While there is a huge, growing trend toward being able to work remotely, it comes as no surprise that the majority of businesses today still operate out of some form of commercial space, whether that be a factory, office, or retail storefront (or some combination of these). If you are in the market to launch a new business, or even if you are just thinking of expanding or altering your existing business, one of the first steps you will need to take is in deciding how to finance your commercial real estate.
Most often, this choice comes in the form of either renting or purchasing commercial space. When you purchase commercial real estate, you can either buy it outright or finance it with a loan from a bank or other financial institution. When you lease, you simply rent the term for an agreed-upon amount of time; once this time is up, you must renegotiate the lease if you’d like to stay in the property — at the risk of paying more for the same space.
Not surprisingly, there are pros and cons to both buying and leasing commercial real estate. Several factors should go into choosing the right acquisition strategy for you and your business, including business equity, tax implications, cash outflows, property value and more. To help you make a more informed decision, let’s dive deeper into some of the pros and cons of buying and leasing commercial real estate.
Buying commercial real estate: the pros
- Buying builds equity. If you purchase your property outright, you own 100% of it right away. However, the majority of commercial purchases are financed. Even in this case, your down payment and all of your monthly payments are continuing to build equity in the property — helping to add to the overall value of your business.
- When you own your commercial property, you have complete control over it (for the most part, excluding zoning restrictions). This means that you don’t have to negotiate with a landlord if you want to update or reconfigure the space. You also have greater control over your finances, paying a fixed monthly mortgage that doesn’t fluctuate (unlike rent payments, which can fluctuate every time a lease is renegotiated).

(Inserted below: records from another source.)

PR #302, opened 2024-12-16
Sof 2373/able to create modifier

LindvedKrvang:
Note: Dependent on https://github.com/tv2/sofie-web-client/pull/301

Able to create a PanelInputModifier.

There is now a "create" button that, when clicked, opens our Sidebar with a form for a PanelInputModifier. 
Filling out the form and clicking save will create a new Modifier.


src/app/settings/panel-settings/components/edit-panel-input-modifier/edit-panel-input-modifier.component.ts
```diff
@@ -0,0 +1,65 @@
...
+  }
+
+  public cancel(): void {
+    this.onCancel.emit()
+  }
+
+  private updateSaveButtonTooltip(): void {
+    const invalidControlsLabels: string[] = this.findInvalidControlsLabels()
+    if (invalidControlsLabels.length > 0) {
+      this.saveButtonTooltip = $localize`common.form-required-field.button-tooltip` + ` ${invalidControlsLabels.join(', ')}`
```
RasmusAlbrektsen, line 48: This is very minor and i should have caught it when it came to. But when we use the `common.form-required-field.button-tooltip` we end with a period and then write the fields after. 
image

Maybe we should end with a `:` or write something following the statement to say e.g. (using the image example):
`The fields are: Model, Hostname`

Again, a minor thing, but it just stood out to me.

RasmusAlbrektsen (approved):
Nice work :-)

src/app/settings/panel-settings/components/edit-panel-configuration/edit-panel-configuration.component.ts
```diff
@@ -54,6 +56,9 @@ export class EditPanelConfigurationComponent implements OnInit {
     if (this.panelConfiguration?.model) {
       this.updatePanelLayoutConfigurationOptions(this.panelConfiguration.model)
     }
+
+    this.updateSaveButtonTooltip()
+    this.form.valueChanges.subscribe(() => this.updateSaveButtonTooltip())
   }
 
   public save(): void {
```
MadsThy, line 64: I think you need a check in the save function to make sure it doesn't run if the button is disabled :)

```
  if(!form.valid){
    return
  }
```

src/app/settings/panel-settings/components/edit-panel-input-modifier/edit-panel-input-modifier.component.ts
```diff
@@ -0,0 +1,65 @@
...
+      id: this.formBuilder.control(this.panelInputModifier?.id),
+      name: this.formBuilder.control(this.panelInputModifier?.name, Validators.required),
+    })
+
+    this.updateSaveButtonTooltip()
+    this.form.valueChanges.subscribe(() => this.updateSaveButtonTooltip())
+  }
+
+  public save(): void {
+    this.onSave.emit(this.form.value)
```
MadsThy, line 38:
```suggestion
    if(!form.valid) {
     return
    }
    this.onSave.emit(this.form.value)
```

src/app/settings/panel-settings/components/edit-panel-input-modifier/edit-panel-input-modifier.component.ts
```diff
@@ -0,0 +1,65 @@
...
+  templateUrl: './edit-panel-input-modifier.component.html',
+})
+export class EditPanelInputModifierComponent implements OnInit {
+  @Input()
+  public panelInputModifier?: PanelInputModifier
+
+  @Output()
+  public onSave: EventEmitter<PanelInputModifier> = new EventEmitter()
+  @Output()
+  public onCancel: EventEmitter<void> = new EventEmitter()
```
MadsThy, line 16:
```suggestion
  @Input() public panelInputModifier?: PanelInputModifier

  @Output() public onSave: EventEmitter<PanelInputModifier> = new EventEmitter()
  @Output() public onCancel: EventEmitter<void> = new EventEmitter()
```

MadsThy (approved):

src/app/settings/panel-settings/components/edit-panel-configuration/edit-panel-configuration.component.ts
LindvedKrvang: The button is outside of the `save()` function scope. So the `save()` function should not know anything about a button.
This seems like a minor detail, but it is quite an important distinction (that appliess to all functions).

That being said: The `form` is not part of the button and the `form` is something the `save()` function does know about and it wouldn't be a bad idea for the `save()` function to validate that the `form` is valid before saving :)

src/app/settings/panel-settings/components/edit-panel-input-modifier/edit-panel-input-modifier.component.ts
LindvedKrvang: Good catch. It's been updated. Also updated some english values to danish as they were in the danish translation.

Buying commercial real estate: the cons
- Upfront spending costs. Typically, in a commercial space, you can expect to pay anywhere from 10% to 40% as a down payment — in addition to closing costs and other fees of due diligence. To put this in perspective, for a $2 million commercial property, you can expect to have to come out of pocket $200,000 to $800,000 — just for the down payment.
- Risk of capital loss. Unfortunately, depending on the market conditions, you are always taking a risk in buying that your property’s value will decrease or decline. If this is the case, you may end up taking a capital loss if or when you decide to sell your commercial real estate.
Leasing commercial real estate: the pros
- The ability to focus more on your business. Owning and managing a commercial property can be hard. There are a number of things you have to consider — maintenance costs, insurance requirements, and more. Leasing commercial space gives you the freedom to focus on what you do best — managing your business.
- Added flexibility. It’s a simple fact that qualifying for a commercial lease is often easier than qualifying for a commercial mortgage — meaning that you will immediately have more options when choosing your space. You also have the freedom to move at the end of your lease, if you want — without the added stress and headache of having to sell your property first.
Leasing commercial real estate: the cons
- Rent is costly. It’s no secret — your monthly rental payments will usually cost more than the mortgage payments on the same property. In a typical commercial lease, the tenant is responsible for additional expenses, including monthly insurance costs, property taxes, maintenance costs, monthly utilities, and more. As a result, it can often be more expensive to rent a space than to purchase it.
Less control over the space. If you don’t own your commercial space, your options are limited when it comes to the control that you have. Your lease may have certain restrictions or clauses built in that hamper your control over the space, you have very limited control over potential rent hikes once your lease is up, and even if you go out of business or close up shop, you may still have to pay off the remainder of your lease — or face stiff penalties.